IEEE Spectrum Says the U.S. Patent System is Sick

From IEEE Spectrum, the monthly magazine serving the nations electrical engineers:


A small grocery and catering company in Gaylord, Mich., received an unusual letter in 2001 from the law firm representing jelly giant J.M. Smucker Co. The letter accused Albie's—which sells pastries and sandwiches in northern Michigan—of violating Smucker's intellectual property by selling crustless peanut butter and jelly sandwiches.

For those of you who were born fucking yesterday, crustless PB&J sandwiches are preexisting art. As such, they should never have been considered for a patent -- nor should Smucker's have applied for one.

The U.S. Congress set us on this road in 1982, when it created a centralized appellate court for patent cases called the U.S. Court of Appeals for the Federal Circuit. A decade later, Congress ordered that the U.S. Patent and Trademark Office (PTO), which up until then had been funded by tax revenues, instead fund itself through application and maintenance fees.
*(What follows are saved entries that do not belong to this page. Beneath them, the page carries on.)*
PR #1731, opened 2022-11-03
Fix Siegel log and exp errors for zero matrices

YannCabanes:
The Siegel Riemannian logarithm is was failing when `point` equals the null matrix.
The Siegel Riemannian exponential map is failing when `tangent_vec` equals the null matrix.
These errors are due the the matrix inversion of a null matrix.
This PR fix these errors and add the corresponding tests.


YannCabanes:
Hello @lpereira95,
This PR is fixing errors of the Siegel logarithm et exponential map for null matrices.
The failing tests do not seem to be related to this PR.

lpereira95:
Thanks for spotting this @YannCabanes. Merging.

PR #1733, opened 2022-11-09
Add conda install guidelines

nguigs:
Add conda install command

@ymontmarin : does this also work on windows with Anaconda Prompt?


ymontmarin:
@nguigs Yes it works for all architectures !

nguigs:
Good point @ymontmarin, I did the update too.

ymontmarin:
@nguigs looks good !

Both changes were described as administrative and procedural rather than substantive.

But now, after still another decade, it is apparent that together these changes have resulted in the most profound transformation in U.S. patent policy and practice since the Patent Act of 1836. They make it easier to obtain patents, to enforce patents against others, and to extract large financial awards from such enforcement but harder for those accused of infringing patents to challenge the patents' validity.

What's more, the changes increase the risks associated with innovation
...
Of the 169 028 U.S. patents issued in 2003, nearly half were issued to foreign entities.

Flawed as it is at times, the free enterprise system has demonstrated a unique ability to generate new technology. Industrialized capitalist economies have increased their productivity more in the last two centuries than in all the millennia of previous human history. The basis for this advance is the pursuit of profits, which forces companies to innovate. This incentive depends fundamentally on the smooth functioning of the institutions that determine and administer ownership of the fruits of research and development—the patents, trade secrets, and copyrighted material.

Instead, our PB&J-friendly patent system costs companies and individuals billions of dollars and millions of man-hours annually to obtain patents and fight frivolous lawsuits. More often than not, patent holders win in court, despite problematic claims stated in their patents. In recent years, as many as two-thirds of patent holders have succeeded in litigation at the federal district court level, compared with an average success rate of 32 percent in the decades before the congressional reforms took hold [in 1982].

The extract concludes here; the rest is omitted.